Dear Mr. Contrarian,
Well, the best thing to do would just be upfront with people. If you get along well with someone, let them know about your beliefs — or rather lack thereof — before things get too serious. Honesty and communication is the best policy.
How they respond is up to them. Some Catholics are OK with dating people who don’t share their faith. It depends on the individual person and their relationship with the Church.
Don’t be entirely discouraged. It is possible to date someone of a different faith and not damage their relationship with Christ. It does mean, however, that you have to be accepting and supportive of it. You also should be aware of the extra struggles that go along with this difference.
10 years from now, are you going to support your spouse raising your children in a different faith? Are you comfortable with your significant other sharing their faith with you? Would you go to Mass with them if they asked?
These are all things to consider, but they don’t necessarily bar you from entering the dating scene here on campus. It’ll be more work, but it can be done, and when someone is worth that effort to you, that’s how you know that it’s a good fit.
Do you have any creative ideas for making some extra cash in college?
Broke College Student
The most fun way to make a quick buck is to capitalize on the talents and passions you do have. You could try selling art on Etsy or busking along a busy street in Dallas … or writing anonymous advice in your school newspaper.
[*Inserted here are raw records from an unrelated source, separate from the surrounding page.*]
PR #66, opened 2018-09-24
[MRG] Adding greenkhorn

arakotom:
* added greenkhorn algorithm in bregman.py
* added novel option for resolution
* modified unit test in test_variants


ot/bregman.py
```diff
@@ -410,6 +417,148 @@ def sinkhorn_knopp(a, b, M, reg, numItermax=1000,
...
+        log dictionary return only if log==True in parameters
+
+    Examples
+    --------
+
+    >>> import ot
+    >>> a=[.5,.5]
+    >>> b=[.5,.5]
+    >>> M=[[0.,1.],[1.,0.]]
+    >>> ot.sinkhorn(a,b,M,1)
```
agramfort: ot.greenkhorn

ot/bregman.py
```diff
@@ -410,6 +417,148 @@ def sinkhorn_knopp(a, b, M, reg, numItermax=1000,
...
+
+    """
+    
+    i = 0
+    
+    n = a.shape[0]
+    m = b.shape[0]
+    
+    # Next 3 lines equivalent to K= np.exp(-M/reg), but faster to compute
+    K = np.empty(M.shape, dtype=M.dtype)
```
agramfort: K = np.empty_like(M)

ot/bregman.py
```diff
@@ -410,6 +417,148 @@ def sinkhorn_knopp(a, b, M, reg, numItermax=1000,
...
+    np.divide(M, -reg, out=K)
+    np.exp(K, out=K)
+    
+    u = np.ones(n)/n
```
agramfort: np.full(n, 1. / n)

ot/bregman.py
```diff
@@ -410,6 +417,148 @@ def sinkhorn_knopp(a, b, M, reg, numItermax=1000,
...
+    v = np.ones(m)/m
```
agramfort: np.full(m, 1. / m)

ot/bregman.py
```diff
@@ -410,6 +417,148 @@ def sinkhorn_knopp(a, b, M, reg, numItermax=1000,
...
+    G = np.diag(u)@K@np.diag(v)
```
agramfort: use broadcasting to avoid filling diagonal matrices

`G = u[:, np.newaxis] * K * v[, np.newaxis]`

ot/bregman.py
```diff
@@ -410,6 +417,148 @@ def sinkhorn_knopp(a, b, M, reg, numItermax=1000,
...
+            viol[i_1] = u[i_1]*K[i_1,:]@v - a[i_1]
+            viol_2 = viol_2 + ( K[i_1,:].T*(u[i_1] - old_u)*v) 
+
+        else:
+            old_v = v[i_2]
+            v[i_2] = b[i_2]/(K[:,i_2].T@u)
+            G[:,i_2] = u*K[:,i_2]*v[i_2]
+            #aviol = (G@one_m - a)
+            #aviol_2 = (G.T@one_n - b)
+            viol = viol + ( -old_v + v[i_2])*K[:,i_2]*u
```
agramfort: viol += ...

test/test_bregman.py
```diff
@@ -71,12 +71,14 @@ def test_sinkhorn_variants():
...
         u, u, M, 1, method='sinkhorn_epsilon_scaling', stopThr=1e-10)
     Gerr = ot.sinkhorn(u, u, M, 1, method='do_not_exists', stopThr=1e-10)
+    G_green = ot.sinkhorn(u, u, M, 1, method='greenkhorn', stopThr=1e-10)
 
     # check values
     np.testing.assert_allclose(G0, Gs, atol=1e-05)
     np.testing.assert_allclose(G0, Ges, atol=1e-05)
     np.testing.assert_allclose(G0, Gerr)
-
+    np.testing.assert_allclose(G0, G_green, atol =  1e-32)
```
agramfort: a pep8 checker would tell you but you should not put spaces around = in function signatures. It's to visually distinguish what is a function parameter from a variable assignment.

test/test_bregman.py
```diff
@@ -71,12 +71,14 @@ def test_sinkhorn_variants():
...
+    print(G0,G_green)
```
agramfort: and you should always put a space after a ,

ot/bregman.py
```diff
@@ -410,6 +417,148 @@ def sinkhorn_knopp(a, b, M, reg, numItermax=1000,
...
+    np.exp(K, out=K)
+    
+    u = np.ones(n)/n
+    v = np.ones(m)/m
+    G = np.diag(u)@K@np.diag(v)
+    
+    one_n = np.ones(n)
+    one_m = np.ones(m)
+    viol = G@one_m - a
+    viol_2 = G.T@one_n - b
```
agramfort: here to allocate arrays of ones to compute sum of rows and columns. I would just use np.sum(..., axis=)

ot/bregman.py
```diff
@@ -410,6 +417,148 @@ def sinkhorn_knopp(a, b, M, reg, numItermax=1000,
...
+    stopThr_val = 1
+    if log:
+        log['u'] = u
+        log['v'] = v
+
+    while i < numItermax and stopThr_val > stopThr:
```
agramfort: rather than using a while you could use a for loop. For optim solvers I tend to do:

```
for i in range(numItermax):
      ...
      if stopping condition satisfied do:
              break
else:
     print("Solver did not converge")
```

so you can easily print a message when you did not converge.

ot/bregman.py
```diff
@@ -410,6 +417,150 @@ def sinkhorn_knopp(a, b, M, reg, numItermax=1000,
...
+
+
+    See Also
+    --------
+    ot.lp.emd : Unregularized OT
+    ot.optim.cg : General regularized OT
+
+    """
+
+    i = 0
```
agramfort: not needed

agramfort: not needed

rflamary: indeed, thougt I got rid of all of them...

If you’re good with kids, there are tons of babysitting gigs available both on and off campus — shout out to local alumni for paying me to watch movies with your children.
You can also look into getting any number of the available student worker jobs on campus. They’re flexible to fit your class schedule, plus these jobs are a fun way to get involved in different departments around campus!
Becoming a good Cap Bar barista is a great way to earn some brownie points with the caffeine-addicted populace, and Lord knows how grateful I am to the library student workers when I’m working on research projects. I’d suggest checking the website to see what’s available and try to snag one of these jobs for next year.
For those of you who don’t want to work on campus, I know that Lamberti’s is often willing to hire UD students as servers. Beyond that, LinkedIn will probably be more helpful than I am. The only other thing I can think of would be selling stuff on the black market … but no one has ever given me directions to the place and I happen to like my kidneys where they are, thank you.
If all else fails and you’re looking to creatively earn $10, you’re always welcome to come write an article for the University News!